Y, cuando no cambia de opinión, retuerce las reglas del juego a su antojo. Tomás Gómez, exsecretario general del PSOE de Madrid, declaraba hace poco: “He visto a Sánchez coger una urna y meterla detrás de un biombo para intentar cambiar el resultado de una votación. Alguien que hace eso delante de todos los dirigentes del PSOE fíjese usted el sentido que tiene de la democracia y de las instituciones". No parece que Gómez le tenga mucho aprecio. Por lo visto, lo considera un fullero de marca mayor que carece de los más elementales principios éticos. La acusación siembra dudas sobre un estilo de liderazgo que algunos consideran opaco y calculador. A cambio, hay que reconocerle a Sánchez una capacidad poco común de resistencia ante las vicisitudes del juego político, a la que ha sabido sacarle, además, partido editorial.
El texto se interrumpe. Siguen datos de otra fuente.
PR #158, opened 2024-08-14
Add debug logging functionality for GPT interactions

jaresty:
- Introduced methods to enable and disable debug logging in UserActions class.
- Added Talon commands to toggle debug logging.
- Updated modelHelpers.py to print request data when debug is enabled.
- Modified GPTState class to include debug_enabled flag and methods to toggle debug state.

### DIFF
--- a/GPT/gpt.py
+++ b/GPT/gpt.py
@@ -91,6 +91,14 @@ class UserActions:
             "text", ""
         )
 
+    def gpt_enable_debug():
+        """Enable debug logging"""
+        GPTState.enable_debug()
+
+    def gpt_disable_debug():
+        """Disable debug logging"""
+        GPTState.disable_debug()
+
     def gpt_clear_context():
         """Reset the stored context"""
         GPTState.clear_context()
--- a/GPT/gpt.py
+++ b/GPT/gpt.py
@@ -91,13 +91,13 @@ class UserActions:
             "text", ""
         )
 
-    def gpt_enable_debug():
+    def gpt_start_debug():
         """Enable debug logging"""
-        GPTState.enable_debug()
+        GPTState.start_debug()
 
-    def gpt_disable_debug():
+    def gpt_stop_debug():
         """Disable debug logging"""
-        GPTState.disable_debug()
+        GPTState.stop_debug()
 
     def gpt_clear_context():
         """Reset the stored context"""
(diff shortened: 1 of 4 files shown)


C-Loftus:
I am fine with this, but if there are only two states, enabled or disabled, and the methods don't have other side effects, I think we should just have one toggle method. And then the command would be model toggle debug. Could you make that change?

GPT/gpt.talon
```diff
@@ -23,3 +23,9 @@
 {user.model} [nope] that was <user.text>$:
     result = user.gpt_reformat_last(text)
     user.paste(result)
+
+# Enable debug logging so you can more details about messages being sent
+{user.model} enable debug: user.gpt_enable_debug()
+
+# Disable debug logging
+{user.model} disable debug: user.gpt_disable_debug()
```
C-Loftus, line 31:
```suggestion
# Toggle debug logging so you can more details about messages being sent
{user.model} toggle debug: user.gpt_enable_debug()
```

GPT/gpt.py
```diff
@@ -91,6 +91,14 @@ def gpt_generate_sql(text_to_process: str) -> str:
             "text", ""
         )
 
+    def gpt_enable_debug():
+        """Enable debug logging"""
+        GPTState.enable_debug()
+
+    def gpt_disable_debug():
+        """Disable debug logging"""
+        GPTState.disable_debug()
```
C-Loftus, line 100:
```suggestion
    def gpt_toggle_debug():
        """Toggle debug logging"""
        GPTState.toggle_debug()
```

jaresty:
To be honest I prefer to have explicit commands to enable and disable in this case because it's not easy to view the current debug state so it would be easy to get confused about which state it is in. I would be okay with changing the commands to be 'start' and 'stop' though if that's better.

C-Loftus:
OK let's use start and stop then just to keep things consistent. Then you can merge after that

lib/modelState.py
```diff
@@ -12,6 +12,19 @@ class GPTState:
...
+    def enable_debug(cls):
+        """Enable debug printing"""
+        cls.context = []
+        actions.app.notify("Enabled debug logging")
+
+    @classmethod
+    def disable_debug(cls):
+        """Disable debug printing"""
+        cls.context = []
+        actions.app.notify("Disabled debug logging")
```
C-Loftus, line 27: Now that I am looking at this again, where is `debug_enabled` being toggled? Don't we also want to keep context the same? I think implicitly clearing it is confusing if the user wants to debug

jaresty: Oops that is a mistake-will fix

C-Loftus:
Looks good now, thanks!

Escribió para la imprenta su ya famoso Manual de resistencia, pero podría haber escrito con mayor autoridad un Manual del perfecto arribista porque sabe un rato largo de alcanzar objetivos a cualquier precio. Al precio incluso de desmentirse, apelando sin el menor rubor a aquella vieja máxima popular que reza: donde dije digo, digo Diego. Resulta rara la afirmación que no ha sido negada a posteriori por otra en sentido contrario: desde el rechazo a incluir ministros de Podemos en su gobierno hasta la inconstitucionalidad del procés, por poner sólo dos ejemplos notorios. Todas estas mudanzas responden a su enorme ansia de poder, que es un motor potente que tira millas dejando atrás principios y valores. París bien vale una misa, que diría Enrique IV de Francia.
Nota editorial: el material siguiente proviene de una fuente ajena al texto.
PR #318, opened 2024-06-20
Deprecate `read_env_file` and move it to `DotEnvSettingsSource`

### LINKED ISSUE #296: Can't read Pydantic Settings from stdin
### Requirement

I need to read Settings from stdin. This is not our primary scenario but something we need for tooling, for security reasons (secrets we don't want on disk). Our tooling reads settings to process them, and ideally they should be piped to our app to leave no traces behind, even temporarily.

### What we tried

Settings pass filenames only into the public API. And using the stdin filename '/dev/stdin' doesn't work (on Mac) as the reads don't block until data is available (it simply returns an empty file). 

Because we couldn't find a clean way to do this, I think it is an issue that should be addressed. Perhaps there is a different way to do it that we missed, please let me know.

### Possible Fixes 

The best fix would be to simply support streams everywhere in the API, instead of just filenames.

It would also be fine to support special filenames '-' or '/dev/stdin' as special cases that are internally replaced by `stream=sys.stdin`. Or to allow a SettingsSource to provide a stream instead of file names. 

In our case we hacked a third solution deriving a class from `DotEnvSettingsSource` because we need most of that functionality (just need to replace the source in some cases).  But because [`read_env_file`](https://github.com/pydantic/pydantic-settings/blob/6d25cee4bb7a6db592ca0da123c53f3d775cd1e1/pydantic_settings/sources.py#L901) is a global function instead of a method, we cannot simply override that and had to copy a few other methods from the implementation. Moving that into the DotEnvSettingsSource class would allow a clean override of just `read_env_file` that could handle stdin reading. This is probably the minimal solution that cleanly resolves this requirement, without changing anything for the mainstream usage of Pydantic settings.

WarpedPixel:
Fixes #296
Adds a method _read_env_file to DotEnvSettingsSource that can be easily overridden.
This fix keeps a global function so it can continue to be tested, but adds an underscore to the name.
The plain read_env_file is marked as deprecated.

### DIFF
--- a/pydantic_settings/sources.py
+++ b/pydantic_settings/sources.py
@@ -753,11 +753,23 @@ class DotEnvSettingsSource(EnvSettingsSource):
     def _load_env_vars(self) -> Mapping[str, str | None]:
         return self._read_env_files()
 
+    @staticmethod
+    def _static_read_env_file(
+        file_path: Path,
+        *,
+        encoding: str | None = None,
+        case_sensitive: bool = False,
+        ignore_empty: bool = False,
+        parse_none_str: str | None = None,
+    ) -> Mapping[str, str | None]:
+        file_vars: dict[str, str | None] = dotenv_values(file_path, encoding=encoding or 'utf8')
+        return parse_env_vars(file_vars, case_sensitive, ignore_empty, parse_none_str)
+
     def _read_env_file(
         self,
         file_path: Path,
     ) -> Mapping[str, str | None]:
-        return _read_env_file(
+        return self._static_read_env_file(
             file_path,
             encoding=self.env_file_encoding,
             case_sensitive=self.case_sensitive,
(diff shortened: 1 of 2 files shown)


WarpedPixel:
please review

pydantic_settings/sources.py
```diff
@@ -753,6 +753,30 @@ def __init__(
...
+        parse_none_str: str | None = None,
+    ) -> Mapping[str, str | None]:
+        file_vars: dict[str, str | None] = dotenv_values(file_path, encoding=encoding or 'utf8')
+        return parse_env_vars(file_vars, case_sensitive, ignore_empty, parse_none_str)
+
+    def _read_env_file(
+        self,
+        file_path: Path,
+    ) -> Mapping[str, str | None]:
+        return self._static_read_env_file(
```
hramezani, line 772: can't we use the global `read_env_file` here? then we don't need to deprecate `read_env_file`.
I mean we can only add `_read_env_file` to `DotEnvSettingsSource` and use it in `_read_env_files`.
Then you can override `DotEnvSettingsSource._read_env_file` for your usecase.

Am I missing something?

WarpedPixel: Yes, we could. My assumption is that we did not want to continue to export unqualified global names because that creates a legacy we have a hard time changing. Which was your original concern with this change, the potential to break people. This gives us a path to delete the deprecated function and in the next version simply no longer have that legacy.
If we would rather keep that legacy and not rock the boat, it is easy enough to keep the global function.

pydantic_settings/sources.py
```diff
@@ -1708,8 +1724,17 @@ def read_env_file(
     ignore_empty: bool = False,
     parse_none_str: str | None = None,
 ) -> Mapping[str, str | None]:
-    file_vars: dict[str, str | None] = dotenv_values(file_path, encoding=encoding or 'utf8')
-    return parse_env_vars(file_vars, case_sensitive, ignore_empty, parse_none_str)
+    warnings.warn(
+        'read_env_file will be removed in the next version, use DotEnvSettingsSource._static_read_env_file if you must',
```
hramezani, line 1728: Please add a test for this warning

WarpedPixel: added test_read_env_file_deprecation

pydantic_settings/sources.py
WarpedPixel: Assuming we are ok with the current solution, if not happy to make to change

hramezani:
Thanks @WarpedPixel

Lo siguiente es una obviedad: a Pedro Sánchez le gusta más presentar credenciales de presidente que vestir de fiesta. Tiene una alta opinión de su persona. Muy alta. Cree a pies juntillas que nadie sobre el suelo patrio merece más que él la poltrona presidencial. Y combina esa nitroglicerina del ego con un empeño obsesivo por dejar escritas de su puño y letra dos o tres páginas de la Historia. Màxim Huerta, ministro fugaz de su Gobierno, y testigo circunstancial de sus ínfulas, no me dejaría mentir sobre el particular. Vanitas vanitatum, omnia vanitas. Y es que el actual jefe del Ejecutivo se considera un líder providencial; un elegido de los dioses que, además, luce cañón en los salones del poder. Sin embargo, vista la degradación de las instituciones del país desde su llegada a la Moncloa, más parece que fuera, a ojos de muchos, un troyano enviado por el destino para reventar nuestro sistema político desde dentro.

No obstante, en los últimos días crece la sensación de que la legislatura agoniza. Los casos judiciales que salpican al entorno más próximo del presidente, el desgaste social, las tensiones territoriales y la parálisis legislativa dibujan un panorama sombrío, casi inevitablemente abocado a las urnas. Aun así, Pedro Sánchez se empeña en seguir al frente del pandemonio dos años más. A estas alturas, nadie sabe si le alcanzarán las fuerzas -ni los apoyos parlamentarios- para cumplir su propósito. Hay serias dudas al respecto, incluso entre los suyos. Mientras tanto, traga quina y resiste, intentando ganarle días a un final que se intuye próximo y fatal. Todo apunta a que, más pronto que tarde, se verá obligado a convocar elecciones anticipadas y a retirarse a regañadientes a los páramos de la irrelevancia. Su despedida, más que solemne, será turbia. No en olor de multitudes... sino de corrupción.